Странный роман (ч. 13-14)

13
— Рыба! — Коля-мудрый треснул о стол доминушкой, которая тут же обернулась живым карасем.
— Да, действительно, — партнер Мудрого по игре почесал зелёную щеку, — опять я продул. Ну, ты и хват! Целый шпильман. Зря я с тобой связался, не нужно было тебя в шкаф заманивать. Позволишь?
— Лопай, чего там.
Проигравший (обличьем он походил на всех зверей сразу и ростом был с табуретку) ухватил карася за хвост, разинул пасть, и точно в ведро кинул туда рыбину.
— Вкуснее лысого, — признался он, сглотнув не жуя.
— Знамо дело, — согласился Мудрый, — какой вкус в бильярдном шаре. А почто ты жрёшь все подряд?
— Нуу, жрёшь... Что за фразы. Мне, как инженеру, неудобно.
— Прости, не знал, что ты инженер.
— Некоторым образом.
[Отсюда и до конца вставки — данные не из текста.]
PR #168, opened 2020-03-18
added box for lost token to fas template

### LINKED ISSUE #151: As a User, I want to have a process to recover my account if I have enabled 2FA and lost my token
There should be a page (or a box on a page) that explains what to do when a user has lost their token. Currently, if a GPG key has been declared, they must send a signed email to Fedora admins with their request.

I propose that we mandate having a GPG key setup to enable 2FA. But we still need to think about the cases where a user with 2FA would have no GPG key (because it was expired or revoked maybe).

@relrod , @nirik , @puiterwijk  do you have an opinion?

StephenCoady:
Opening this PR as it seems to be the decided-upon solution in the linked issue. Also for feedback on where I have placed the box explaining what needs to be done.

resolves: #151

### DIFF
--- a/noggin/themes/fas/templates/main.html
+++ b/noggin/themes/fas/templates/main.html
@@ -103,3 +103,19 @@
         </a>
     </div>
 {% endmacro %}
+
+{% macro lost_otp_token() %}
+<div class="container py-4">
+    <div class="row">
+      <div class="col-6 mx-auto">
+        <div class="card">
+            <div class="card-body">
+              <h5 id="pageheading">Did you lose your OTP token?</h5>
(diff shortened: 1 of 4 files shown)


noggin/themes/fas/templates/main.html
```diff
@@ -103,3 +103,19 @@
...
 {% endmacro %}
+
+{% macro lost_otp_token() %}
+<div class="container py-4">
+    <div class="row">
+      <div class="col-6 mx-auto">
+        <div class="card">
+            <div class="card-body">
+              <h5 id="pageheading">Did you lose your OTP token?</h5>
+              <p>If you have lost your OTP token you need to send an email to <a href="mailto:admin@fp.o?Subject=Lost%20OTP" target="_top">admin@fp.o</a>.
```
abompard: This should be the actual email address, `fp.o` → `fedoraproject.org`

abompard (changes requested):

ryanlerch (approved):

PR #169, opened 2020-03-19
Require a password when creating a new OTP token

### LINKED ISSUE #164: As a User, I want to have to reauthenticate when enrolling an OTP token
As a User, I want to have to reauthenticate when enrolling a new OTP token, to ensure that only the user can add new tokens.

If a token is already added, the authentication method would be password + token

ryanlerch:
Resolves: #164 


abompard (approved):
There are a few weird things that are unrelated to the code you changed, so I think I'll fix them in a later PR

PR #172, opened 2020-03-21
localization support requires application internationalization

Jibec:
i18n contains two features:
. to be able to extract strings to translate
. to be able to usetranslated strings

Here is a demo of first step.
discussion is to be held in #173


ryanlerch:
I'm happy to merge this one (once the conflicts are resolved and tests pass)

For there, we can work on adding all the other strings, but this shows well how to add strings to both the code and templates.

abompard:
Included in #190

Jibec:
Thanks a lot for your work <3

PR #1038, opened 2017-05-02
Fix cyclic ref problem when baseDoc is specified

buunguyen:
Fix root cause of https://github.com/swagger-api/swagger-ui/issues/2892#event-1064243022. Pretty subtle bug. The fix isn't elegant, but that's to avoid changing the internal structure too much, better leave that for more significant refactoring.

cc @webron @shockey

### DIFF
--- a/src/resolver.js
+++ b/src/resolver.js
@@ -38,7 +38,9 @@ export default function resolve({http, fetch, spec, url, baseDoc, mode, allowMet
   return doResolve(spec)
 
   function doResolve(_spec) {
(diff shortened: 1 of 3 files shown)


webron:
Does this mean #2892 can be closed?

buunguyen:
Only after @shockey release new version of JS and UI

shockey:
Looks like this fixes https://github.com/swagger-api/swagger-ui/issues/3012#issuecomment-298762107 as well.

PR #1039, opened 2017-05-03
Include .response property on Errors as documented

kevinoid:
The [HTTP Client section of README.md](https://github.com/swagger-api/swagger-js/blob/v3.0.8/README.md#http-client) documents the Error object as having a `.response` property with "response or null".  It does not appear that this feature has been implemented, as demonstrated by the following code:

```js
'use strict'

const assert = require('assert')
const http = require('http')
const SwaggerClient = require('swagger-client')

const TEST_HOST = 'localhost'
const TEST_ID = 123
const TEST_PORT = 8888

http
  .createServer((req, res) => {
    assert.strictEqual(req.url, '/data')
    res.writeHead(400, {'Content-Type': 'application/json'})
    res.end(JSON.stringify({message: 'Server-defined error message'}))
  })
  .listen(TEST_PORT, TEST_HOST, () => {
    // Usage as documented in HTTP Client section of README.md
    SwaggerClient.http({url: `http://${TEST_HOST}:${TEST_PORT}/data`})
      .catch((err) => {
        console.log('HTTP Client err.response', err.response)
      })

    // Usage with defined spec including 400 response
    new SwaggerClient({
      spec: {
        swagger: '2.0',
        info: {
          title: 'Example Error API',
          version: '1.0.0'
        },
        host: `${TEST_HOST}:${TEST_PORT}`,
        schemes: [
          'http'
        ],
        paths: {
          '/data': {
            get: {
              operationId: 'getData',
              responses: {
                200: {
                  description: 'Some data',
                  schema: {
                    type: 'string'
                  }
                },
                400: {
                  description: 'An error',
                  schema: {
                    type: 'object',
                    properties: {
                      message: {
                        type: 'string'
                      }
                    }
                  }
                }
              }
            }
          }
        }
      }
    })
      .then(client => client.apis.default.getData())
      .catch((err) => {
        console.error('API method err.response', err.response)
      })
  })
```
which prints

    HTTP Client err.response undefined
    API method err.response undefined

This PR adds the `.response` property to the `Error` object returned by `fetch` when the response can be read or `.responseError` if the response could not be read.

Note that it does not pass the response to `responseInterceptor` in the case of errors.  Although I think it would be preferable to do so, it would be an API change which could break code which expects the current behavior and does not handle error responses correctly, so I've left it out for now.

Thanks for considering,
Kevin

### DIFF
--- a/src/http.js
+++ b/src/http.js
@@ -37,17 +37,29 @@ export default function http(url, request = {}) {
   }
 
   return fetch(request.url, request).then((res) => {
-    if (!res.ok) {
-      const error = new Error(res.statusText)
-      error.statusCode = error.status = res.status
-      throw error
-    }
-    return self.serializeRes(res, url, request).then((_res) => {
+    const serialized = self.serializeRes(res, url, request).then((_res) => {
       if (request.responseInterceptor) {
         _res = request.responseInterceptor(_res) || _res
       }
       return _res
     })
+
+    if (!res.ok) {
+      const error = new Error(res.statusText)
+      error.statusCode = error.status = res.status
+      return serialized.then(
+        (_res) => {
+          error.response = _res
+          throw error
+        },
+        (resError) => {
+          error.responseError = resError
+          throw error
+        }
+      )
+    }
+
+    return serialized
   })
 }
 
--- a/test/http.js
+++ b/test/http.js
@@ -38,6 +38,67 @@ describe('http', () => {
     })
   })
 
+  it('should include status code and response with HTTP Error', () => {
+    xapp = xmock()
+    xapp.get('http://swagger.io', (req, res) => res.status(400).send('hi'))
+
+    return http({
+      url: 'http://swagger.io'
+    })
+    .then(
+      (res) => {
+        throw new Error('Expected rejection for HTTP status 400')
+      },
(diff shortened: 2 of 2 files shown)


buunguyen:
Thanks for this. I think we should pass the response to the interceptor. Also suggest refactor a bit:

```js
return self.serializeRes(res, url, request).then((_res) => {
   // call interceptor
   // if !res.ok return error
   // return _res
})
```

kevinoid:
@buunguyen Sounds good for the interceptor.  From the snippet you posted, if `serializeRes` encounters an Error, it will be returned instead of the server Error.  Is that what you intended?

buunguyen:
@kevinoid you're right, I didn't notice the error handler in !ok case. Keep your current structure then.

kevinoid:
PR updated to call `responseInterceptor` for all responses.  Let me know what you think.

buunguyen:
LGTM. Thank you!

kevinoid:
Great.  Thanks @buunguyen!

RomanGotsiy:
@buunguyen do you have any plans when the new package is released?
Thanks

webron:
Today.

PR #1041, opened 2017-05-03
Do not depend the Authorization header on the token type.

### LINKED ISSUE #1040: OAuth2 incorrect Authorization header
I'm using the swagger-js code (within swagger-ui) against an OAuth2 implementation.

I run into some problems which in my opinion should be fixed within the swagger-js code.

From the OAuth2 token endpoint I get a response with the following data:
```
{
  "access_token":"access_token",
  "token_type":"bearer",
  "expires_in":3600,
  "refresh_token":"value of refresh token"
}
```

The swagger-js code makes a request with the following header:
`Authorization: bearer access_token`

The OAuth2 implementation does not accept this header, because of the lowercase "bearer" scheme.

As per RFC 6749 section 4.2.2 the token_type value is case insensitive. So it can be bearer, Bearer, BeArEr, etc.
But per RFC 6750 section 2.1 the Authorization header should have the authorization scheme 'Bearer'.

The authorization scheme should not depend on the token_type returned when fetching an access token.

stefangr:
The token type is case insensitive.
The authorization scheme of the Authorization header is case sensitive.

Fixes #1040

### DIFF
--- a/src/execute.js
+++ b/src/execute.js
@@ -241,7 +241,6 @@ export function applySecurities({request, securities = {}, operation = {}, spec}
       const schema = securityDef[key]
       const {type} = schema
       const accessToken = token && token.access_token
-      const tokenType = token && token.token_type
 
       if (auth) {
         if (type === 'apiKey') {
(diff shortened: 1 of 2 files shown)


buunguyen:
LGTM. @bodnia what do you think?

PR #1043, opened 2017-05-04
replace isomorphic-fetch dependency by fetch-everywhere

jpoutrin:
I came across some nasty issue on react native.
here is a solution that was suggested in some other projects.

tests are passing fine.

### DIFF
--- a/package.json
+++ b/package.json
@@ -62,7 +62,7 @@
     "btoa": "1.1.2",
     "deep-extend": "^0.4.1",
     "fast-json-patch": "^1.1.8",
-    "isomorphic-fetch": "2.2.1",
+    "fetch-everywhere": "^1.0.2",
     "isomorphic-form-data": "0.0.1",
     "js-yaml": "^3.8.1",
     "lodash": "4.16.2",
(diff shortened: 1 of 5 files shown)


buunguyen:
Hi, thanks for the PR. I want to make sure I understand the motivation of the lib change. Did you mean the old lib doesn't support React Native? Or what is the issue?

jpoutrin:
@buunguyen yes the current does not support react native 
the solution was inspired by https://github.com/agraboso/redux-api-middleware/pull/120
the current implementation does not initialize some global variables properly.

jpoutrin:
@buunguyen please do not merge the change.
The issue  seems deeper than that.
I messes up the final react-native bundle for some reason.
it seems to be a webpack bundling issue. (one might not exclude the other).
I am no expert in webpack so this should be put on hold or discarded...

symptoms in my app when debugging:
`Failed to print error:  regeneratorRuntime.async is not a function`

symptoms without:
client.apis is empty

if someone has an idea would appreciate.

sorry for that.

jpoutrin:
I opened an issue for this:
https://github.com/swagger-api/swagger-js/issues/1047

PR #1048, opened 2017-05-10
Rewire operationIds

### LINKED ISSUE #1003: generated operation ids are very ugly
It is true that operation ids are not required, but what we are currently generating is quite ugly.  For example:

```yaml
paths:
  /test:
    get:
      # no operation id
      parameters: []
      responses:
        200:
          description: well done
```

Generates this for `operationId`:

```
get-/test
```

shockey:
⚠️ **Work in progress, don't merge - but please do review code.**

Fixes #1003, paves the way for https://github.com/swagger-api/swagger-ui/issues/2884.

Changelog forthcoming.

#### TODO

- [ ] Confirm this doesn't break anything in UI; coordinate changes with UI PR.

### DIFF
--- a/src/helpers.js
+++ b/src/helpers.js
@@ -27,15 +27,13 @@ export function getOperationRaw(spec, id) {
     return null
   }
 
-  const normalized = normalizeSwagger({ spec }, { addOpIds: true })
 
-
-  return findOperation(normalized.spec, ({pathName, method, operation}) => {
+  return findOperation(spec, ({pathName, method, operation}) => {
     if (!operation || typeof operation !== 'object') {
       return false
     }
 
-    const {operationId} = operation
+    const operationId = opId(operation, pathName, method)
 
     if (operationId && operationId === id) {
       return true
@@ -86,7 +84,7 @@ export function eachOperation(spec, cb, find) {
   }
 }
 
-export function normalizeSwagger(parsedSpec, { addOpIds } = {}) {
+export function normalizeSwagger(parsedSpec) {
   const {spec} = parsedSpec
   const {paths} = spec
   const map = {}
@@ -118,12 +116,6 @@ export function normalizeSwagger(parsedSpec, { addOpIds } = {}) {
         }
         else {
           map[oid] = [operation]
-        }
-
-        if(addOpIds) {
-          // oid ( via opId() ) will preserve the set operationId if it is well-formed,
-          // i.e. it isn't purely whitespace
-          operation.operationId = oid
         }
 
         Object.keys(map).forEach((op) => {
--- a/src/helpers.js
+++ b/src/helpers.js
@@ -8,7 +8,7 @@ const escapeString = str => {
 // Strategy for determining operationId
 export function opId(operation, pathName, method = '') {
   const idWithoutWhitespace = (operation.operationId || '').replace(/\s/g, '')
-  if(operation.operationId && idWithoutWhitespace.length) {
+  if(idWithoutWhitespace.length) {
     return escapeString(operation.operationId)
   } else {
     return idFromPathMethod(pathName, method)
@@ -35,11 +35,7 @@ export function getOperationRaw(spec, id) {
 
     const operationId = opId(operation, pathName, method)
 
-    if (operationId && operationId === id) {
-      return true
-    }
-
-    return false
+    return operationId && operationId === id
   })
 }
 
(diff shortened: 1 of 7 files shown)


buunguyen:
Test fail.

src/helpers.js
```diff
@@ -1,23 +1,24 @@
...
+const escapeString = str => {
+  return str.replace(/[^\w]/gi, '_')
+}
 
 // Strategy for determining operationId
 export function opId(operation, pathName, method = '') {
-  return operation.operationId
-    ? operation.operationId : idFromPathMethod(pathName, method)
+  const idWithoutWhitespace = (operation.operationId || '').replace(/\s/g, '')
+  if(operation.operationId && idWithoutWhitespace.length) {
```
buunguyen: I think only check `if (idWithoutWhitespace)` is enough.

src/helpers.js
```diff
@@ -26,19 +27,19 @@ export function getOperationRaw(spec, id) {
...
+
   return findOperation(spec, ({pathName, method, operation}) => {
     if (!operation || typeof operation !== 'object') {
       return false
     }
 
-    const {operationId} = operation
+    const operationId = opId(operation, pathName, method)
 
     if (operationId && operationId === id) {
```
buunguyen: Should just `return operationId && operationId === id` here.

src/interfaces.js
```diff
@@ -83,9 +83,15 @@ export function mapTagOperations({spec, cb = nullFn, defaultTag = 'default'}) {
       // Id already exists?
       if (typeof tagObj[id] !== 'undefined') {
         // Bump counter ( for this operationId )
-        operationIdCounter[id] = (operationIdCounter[id] || 0) + 1
+        let originalCounterValue = (operationIdCounter[id] || 1)
```
buunguyen: It took me a bit to decipher the logic. Maybe clearer if refactor:

```js
const originalCounterValue = (operationIdCounter[id] || 1)
tagObj[`${id}${originalCounterValue}`] = tagObj[id]
tagObj[`${id}${originalCounterValue + 1}`] = cbResult
delete tagObj[id]
operationIdCounter[id] = originalCounterValue + 1
```

Question. Say there are 3 'abc'. The 2nd 'abc', this logic will run, both will get renamed to 'abc1' and 'abc2'. The last 'abc', it will still be 'abc', as opposed to 'abc3'. Is this expected?

test/client.js
```diff
@@ -39,7 +39,7 @@ describe('http', () => {
       }
 
       fs.exists(filename, function (exists) {
-        if (exists) {
+        if (exists && filename[filename.length - 1] !== "/") {
```
buunguyen: Single quote please. Also, what's the intention here? To check if filename is really a file? If so, we should probably use Node API to check.

src/helpers.js
```diff
@@ -1,23 +1,24 @@
...
 }
 
 
 // Create a generated operationId from pathName + method
 export function idFromPathMethod(pathName, method) {
-  return `${toLower(method)}-${pathName}`
-}
-
-// Extract pathName + method from generated operationId
-export function pathMethodFromId(id) {
```
buunguyen: I remember seeing `pathMethodFromId` being used in SwaggerUI. So this change might need to be coordinated with UI as well.

src/interfaces.js
shockey: You can see a test for this logic here: https://github.com/shockey/swagger-js/blob/bug/1003-operation-ids/test/interfaces.js#L345

Two operations with the id `getOne` would yield a `getOne1` and `getOne2`, but no `getOne`. The test confirms this 😄

test/client.js
shockey: I removed this and all tests continued to pass.

I think this was a transient issue related to the failing XMock test.

src/interfaces.js
buunguyen: I meant when there are 3 "getOne". The 3rd one should be "getOne3" right?

shockey: @buunguyen Ah, I understand you now. I just pushed a fix for this case, and expanded the test case to match: https://github.com/swagger-api/swagger-js/pull/1048/commits/8dfc734f3641b821dfc410f19678b7ad01657666

shockey: Note that the test also makes sure that the tags are in order and not being inadvertently overwritten, by use of the `count` variable in the test.

src/helpers.js
shockey: Looks like it's not currently in the codebase 😄

PR #1059, opened 2017-05-18
[Fix] Wrong isomorphic-fetch import

Hugome:
Change the import method for fetch (Recommended by : https://github.com/matthew-andrews/isomorphic-fetch).

I have a problem with the current exported `fetch` of `isomorphic-fetch` : 
I want to mock fetch for unit testing (Not just swagger part), and actually its impossible because of webpack.
Ex : 
This es6 code :
```js
import fetch from 'isomorphic-fetch'
```
will be transpiled by babel, transformed by webpack and the result something like this : 
```js
var _isomorphicFetch2 = _interopRequireDefault(_isomorphicFetch);
var _isomorphicFetch = __webpack_require__(15);
// And the webpack require =>
/* 15 */
/***/ (function(module, exports) {
module.exports = require("isomorphic-fetch");
/***/ })
```
If we look at es6 swagger code for fetch
```js
  return fetch(request.url, request).then((res) => {
    const serialized = self.serializeRes(res, url, request).then((_res) => {
```
The transform result is
```js
return (0, _isomorphicFetch2.default)(request.url, request).then(function (res) {
    var serialized = self.serializeRes(res, url, request).then(function (_res) {
```
but `_isomorphicFetch2.default` is the export of package `isomorphic-fetch` at loading time (In browser this is the native fetch function), so it will use `_isomorphicFetch2.default` not `global.fetch` and you cannot mock the fetch.

### DIFF
--- a/src/http.js
+++ b/src/http.js
@@ -1,4 +1,4 @@
-import fetch from 'isomorphic-fetch'
+import 'isomorphic-fetch'
 import qs from 'qs'
 import jsYaml from 'js-yaml'
 import assign from 'lodash/assign'


buunguyen:
In browser, can't you just override windows.fetch before this script is loaded?

Hugome:
This is possible but you cannot revert mock, because `_isomorphicFetch2.default` remember the `global.fetch` at loading time, and in tests you can need to do :
- Mock fetch
- Test
- "Unmock" fetch
- Test
- Test
- Test
- Mock fetch
- Test
- "Unmock" fetch

(And if you use es6 import, you cannot replace the function before import)

src/http.js
```diff
@@ -1,4 +1,5 @@
-import fetch from 'isomorphic-fetch'
+import 'es6-promise/auto'
```
buunguyen: Why is this needed?

Hugome: This is recommended by the maintainer of `isomorphic-fetch`, this provide a polyfill for es6 promises.
But i dont think it is really really important, because many browser have implemented the ES6 Promises
- https://kangax.github.io/compat-table/es6/#test-Promise
- https://caniuse.com/#feat=promises
So i remove the import and dependency :)

PR #1061, opened 2017-05-19
Avoid encoding form data value

buunguyen:
Fixes https://github.com/swagger-api/swagger-ui/issues/3101

### DIFF
--- a/test/http.js
+++ b/test/http.js
@@ -174,6 +174,29 @@ describe('http', () => {
         url: 'https://swagger.io?one=1&two=2&three=3'
       })
     })
+
+    it.only('should not encode form-data', function () {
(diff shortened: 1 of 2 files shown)


test/http.js
```diff
@@ -174,6 +174,29 @@ describe('http', () => {
         url: 'https://swagger.io?one=1&two=2&three=3'
       })
     })
+
+    it.only('should not encode form-data', function () {
+      const FormData = require('isomorphic-form-data')
```
buunguyen: The Node version of FormData doesn't expose standard methods like `get`, `keys`... Easiest way to test is monkey patching `append`... Not great, but quick and simple.

PR #1065, opened 2017-05-24
Remove instance of .only in a test

ponelat:
just a typo from a previous PR


ponelat:
Merging, please undo if that breaks protocol.
cc @webron @buunguyen

PR #1068, opened 2017-05-26
Add the normalized operation id, back into the spec. In an edgecase

ponelat:


shockey:
@ponelet, the changes look good - but what edge use case does this cover?

Feel free to take this conversation out-of-band if needed.

ponelat:
Hey @shockey 
The edgecase ( where I bumped into this ), was in swagger-ui's try-it-out feature.
It would die, if the `operationId` of the endpoint had `spaces` or `dashes`.

webron:
😱

shockey:
@ponelat, I'm pretty sure I fixed this in https://github.com/swagger-api/swagger-js/pull/1070. 

Can you take a look at the changes there, and the related issue in UI https://github.com/swagger-api/swagger-ui/issues/3146?

ponelat:
Yup #1070 looks like it'll do it.

webron:
So this one can be closed? :)

ponelat:
@webron @shockey 
even though the main issue is fixed. This PR addresses an inconsistency. Sometimes we update the `operationId` ( ie: when there are duplicates ). This PR will ensure we _always_ update `operationId`.

I'm not the biggest fan of updating it at all, but I understand its required for compatibility ( amongst reasons ). If we do update, we might as well _always_ do it.

Since I no longer require this. I'll leave it up to you guys to decide.

shockey:
In order to satisfy what we're doing in https://github.com/swagger-api/swagger-ui/pull/3152, I added some logic to add the unaltered operationId to the operaiton object as `__originalOperationId`.

@ponelat, I agree with the sentiment.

Но не в этом дело, главное — продулся: плати.
— Истинно, милорд.
Тот, кого Коля назвал милордом, порозовел от комплимента. Он пошарил в кармане штанов и выудил оттуда здоровенный арбуз:
— От нашего стола — вашему. Подходите, господа, — пригласил он Аркашу с Вовчиком, притулившихся в сторонке, — не жмитесь по углам, кушайте ягоду. Режь ее, Коля.
— Нечем.
— Инженер пригнулся к ноге, посопел, справляясь с узлами замызганной веревки, которая каким-то образом запуталась меж его когтей, и подал Коле:
— Бритва!
— Вот и человек бывает, как эта веревка, — приговаривал Мудрый, пластая ей арбуз точно, клинком. — На быстрый взгляд — ангел, а на поверку — крокодил. Пожирает ближнего и конца этому не видать.
— А когда наступит конец? — спросил Аркаша.
— Не скоро. Пока зрителей в цирке не перестанет мучить интерес: откусит лев башку укротителя или позволит вынуть ее из пасти, конца не будет. Понял?
— Нет.
— Ну и не надо. Тебе это ни к чему.
— Ох, и вкусная курочка! — нахваливал Колин знакомец, уплетая арбуз. — Сахарная! — Вместо арбузных семян он и впрямь сплевывал в мохнатый кулак куриные кости. — Уфф! Хватит, а то из шкафа не вылезу. Ну-с, прощайте, может, свидимся когда... — он стал выбираться из-за стола.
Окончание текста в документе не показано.